_Your task_: When a line below holds the string "results", show that line.

_Exercise materials_:
PR #4715, opened 2024-01-18
Native Editor - add find

tonisevener:
**Phabricator:** 
https://phabricator.wikimedia.org/T348091

### Notes
This adds find functionality to the native editor. I will put up the replace pieces in a followup PR. 

Note:
I notice that iOS 17 / TextKit 2 doesn't always reliably scroll to the correct selected match. I haven't found a quick fix for this yet, but if it becomes too big of a problem we can easily switch to the TextKit 1 implementation.

### Test Steps
1. Launch app in Staging scheme, navigate to the editor.
2. Tap the find formatting button
3.  Type in an existing word in the find text field. Confirm you see find results highlighted and counts displayed. 
4. Tap the previous and next buttons, confirm you can traverse matches.

### DIFF
--- a/Components/Sources/Components/Components/Editors/Common Views/Input Accessory Views/Find and Replace/WKFindAndReplaceView.swift
+++ b/Components/Sources/Components/Components/Editors/Common Views/Input Accessory Views/Find and Replace/WKFindAndReplaceView.swift
@@ -137,7 +137,7 @@ class WKFindAndReplaceView: WKComponentView {
     
     @IBAction private func tappedFindClear() {
         findTextField.text = ""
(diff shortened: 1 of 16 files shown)


mazevedofs (approved):
It's looking pretty good! I did notice the issue you mentioned on iOS 17, but most times it actually scrolls correctly to the highlighted match (I tested searching COVID on this [article](https://en.wikipedia.org/wiki/COVID-19_pandemic_in_the_United_States) and it wasn't so bad. (But I'm biased towards textKit 2 as it's sooo much better on most stuff 😅 )

PR #4716, opened 2024-01-19
Native Editor - add replace

tonisevener:
**Phabricator:** 
https://phabricator.wikimedia.org/T348091

### Notes
This adds replace functionality to the native editor. I will put up the replace pieces in a followup PR. Note that this PR is dependent on #4715, so that PR should be merged first.

### Test Steps
1. Launch app in Staging scheme, navigate to the editor.
2. Tap the find formatting button
3. Type in an existing word in the find text field. Confirm you see find results highlighted and counts displayed.
4. Add replace text and tap the replace button (magnifying glass). Confirm the match is replaced with the new word and is highlighted blue. The next match should then be highlighted dark yellow.
5. Repeat steps 1 - 3.
6. Add replace text, then tap the 3 dots and choose "Replace all". Confirm all of your matches are replaced with your new word. Confirm they are highlighted blue.


mazevedofs (approved):
Looking 🔍  great!

PR #4721, opened 2024-01-22
Native Editor - Allow full article editing (part 1)

tonisevener:
**Phabricator:**
https://phabricator.wikimedia.org/T331935

### Notes
This PR moves the full article entry point and allows publishing through the rest of the edit flow. There are other requirements in T331935, such as error handling and the destructive alert view that I will add in a separate PR.

### Test Steps
1. On Staging, load an article on Test Wiki.
2. Tap the overflow menu button in the bottom article toolbar, tap Edit.
3. Add or edit text, then tap Next to go through the rest of the edit flow. Tap Publish to publish your edit.
4. Confirm you land on article, and article reloads to reflect your changes. Confirm you see "Your edit was published" toast.

Note: I have noticed Test Wiki sometimes does not reflect the latest edit. I haven't noticed this with EN wiki edits, so I think this is an issue in the PCS caching layer. I'll ask about that. This task is also still in design's column, so marking as Draft until that is confirmed.


mazevedofs (approved):
Looks good!

PR #4719, opened 2024-01-22
Native Editor - Add basic undo / redo support

tonisevener:
**Phabricator:**
https://phabricator.wikimedia.org/T348088

### Notes
This PR connects the undo / redo buttons to the editor's undo manager. It also disables the progress button until the text has changed.

### Test Steps
1. On Staging, open an article editor. Undo, Redo, and Next buttons should be disabled.
2. Make a change in the text view. Confirm undo button enables.
3. Tap undo button. Confirm change is undone.
4. Tap redo button. Confirm change is redone.
5. Confirm Next button only enables when there are changes to publish.

PR #4723, opened 2024-01-23
Native Editor - Add close confirmation

tonisevener:
**Phabricator:** 
https://phabricator.wikimedia.org/T348092

### Notes
This is a quick copy of our destructive alert from the legacy editor.

### Test Steps
1. Open editor on Staging
2. Close, confirm you see alert confirmation and it works as expected.


Wikipedia/Code/PageEditorViewController.swift
```diff
@@ -290,7 +301,17 @@ extension PageEditorViewController: SectionEditorNavigationItemControllerDelegat
     }
     
     func sectionEditorNavigationItemController(_ sectionEditorNavigationItemController: SectionEditorNavigationItemController, didTapCloseButton closeButton: UIBarButtonItem) {
-        delegate?.pageEditorDidCancelEditing(self, navigateToURL: nil)
+        
+        if navigationItemController.progressButton.isEnabled {
```
tonisevener, line 305: I added better enabled button handling in https://github.com/wikimedia/wikipedia-ios/pull/4719, so this conditional should keep the alert limited to only a textview with changes once that PR is in.

mazevedofs (approved):
Looking good!

PR #4724, opened 2024-01-23
Native Editor - crash fixes

tonisevener:
**Phabricator:** 
N/A

### Notes
This PR contains a crash and bug fix.

I came across the crash when selecting multiple lines on iOS 17. This spooked me so I added a defensive check any time we are evaluating an attributed string against a range across the formatters. I also removed any redundant conditionals checking for the same thing.

I also fixed a highlighting bug when undoing after find and replace. 

### Test Steps
1. On iOS 17, go to the first bold text and drag to select multiple lines of wikitext.
2. Confirm there's no crashes.
3. Light regression test, confirm syntax highlighting and selected state generally works as it did before.
-------
1. On editor, find a word and tap the replace icon to replace it.
2. Close out of Find and Replace mode, then tap the Undo button.
3. Confirm your replace is undone, and the background color is not highlighted.


mazevedofs (approved):
Working great 🎉

PR #4729, opened 2024-01-29
Native Editor - Input view design + icon work

tonisevener:
**Phabricator:** 
https://phabricator.wikimedia.org/T344508

### Notes
This wraps up the task with finalizing the new input view design as requested in [this comment](https://phabricator.wikimedia.org/T344508#9400570). I also did another pass at icons in the toolbars, find and replace, and navigation bar to improve dynamic type support.

### Test Steps
1. Open an article editor on Staging. Do light regression testing on buttons.
2. Tap the new text format icon to show the new input view. Do light regression testing on buttons.
3. Tap the reading themes navigation button. Do light regression testing on controls.
4. Confirm theming works on buttons and new input view (note there may be further tweaks on colors once this goes through design review).
5.  Change dynamic type. Confirm toolbar buttons, navigation bar buttons and new input view buttons expand or shrink as needed.


Components/Sources/Components/Style/WKIcon.swift
```diff
@@ -66,85 +67,93 @@ public enum WKSFSymbolIcon {
...
         case .pencil:
-            return UIImage(systemName: "pencil", withConfiguration: configuration)?.withRenderingMode(.alwaysTemplate)
+            image = UIImage(systemName: "pencil", withConfiguration: configuration)
         case .plusCircleFill:
-            return UIImage(systemName: "plus.circle.fill", withConfiguration: configuration)?.withRenderingMode(.alwaysTemplate)
-
+            image = UIImage(systemName: "plus.circle.fill", withConfiguration: configuration)
+        }
+        
+        image = image?.withRenderingMode(.alwaysTemplate)
```
mazevedofs, line 164: Was the idea to use the `renderingMode` method argument here?

Components/Sources/Components/Components/Editors/Common Views/Base/WKEditorToolbarButton.swift
```diff
@@ -52,49 +55,87 @@ class WKEditorToolbarButton: WKComponentView {
...
     override func appEnvironmentDidChange() {
-        updateColors()
+        
+        guard let button else {
+            return
+        }
+        
+        let buttonConfig = createButtonConfig(image: image)
+        button.configuration = buttonConfig
+        button.configurationUpdateHandler = buttonConfigurationUpdateHandler(button:)
```
mazevedofs, line 65: Cool! I didn't know about this!

mazevedofs (approved):
Looking great! (the comment I left is a minor detail so I'm merging it)

Components/Sources/Components/Style/WKIcon.swift
tonisevener: @mazevedofs Good catch! Originally I thought I might need to be able to pass different rendering modes to support both palette and monochrome icons, but it turns out `.alwaysTemplate` worked for both. I forgot to remove the parameter after that. I'll add that cleanup to my next PR.

Components/Sources/Components/Components/Editors/Common Views/Base/WKEditorToolbarButton.swift
tonisevener: @mazevedofs yep, it's the newer style of button configuration for UIKit. I can't remember if this was required for this particular button, but I needed it to add padding to the buttons in `WKEditorMultiButton` without triggering project warnings. We'll need to use a similar approach in `WKSmallMenuButton` to remove those warnings.

PR #4735, opened 2024-02-05
Native Editor - scroll to article selected text

tonisevener:
**Phabricator:** 
https://phabricator.wikimedia.org/T348291

### Notes
This PR ports the javascript logic located in [https://github.com/wikimedia/wikipedia-ios/blob/main/Wikipedia/assets/codemirror/codemirror-editTextSelection.js](codemirror-editTextSelection.js) to determine the range of wikitext to highlight once a user lands on editor after tapping "Edit" from the article selection context menu. There are still occasionally times when it doesn't find text, but I think in general it works as well as it did before if not a little better for non-Latin scripts.

I put this logic in a WKData utility struct called `WKWikitextUtils`, in hopes that we can reuse it in other contexts in the future.

### Test Steps
1. Go to an article. Select some text somewhere and tap "Edit" from the context menu that appears.
2. Confirm when editor loads you are scrolled to the correct location.


mazevedofs (approved):
Looking good!

PR #97, opened 2019-02-19
Do not try to dual stack python


evrardjp:
Just install the one that works by default.


evrardjp:
#93 needs to be in first. Another vote is required though.

jsuchome:
You can rebase and merge

PR #98, opened 2019-02-19
Fix registry URL for LOCI builds


evrardjp:
The LOCI registry link contains two slashes in a row, which would not
be allowed by docker. This fixes it.


evrardjp:
This is not enough to "fix" the building of images using LOCI, but is a first start.
The next required work would be to merge the following patches:
- https://review.openstack.org/#/c/637963/
- https://review.openstack.org/#/c/637168/
and then add the extra arguments for insecure SSL in the environment variables of `playbooks/roles/suse-build-images/tasks/build-with-loci.yml`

_Reply to the exercise_:
3.  Type in an existing word in the find text field. Confirm you see find results highlighted and counts displayed. 
3. Type in an existing word in the find text field. Confirm you see find results highlighted and counts displayed.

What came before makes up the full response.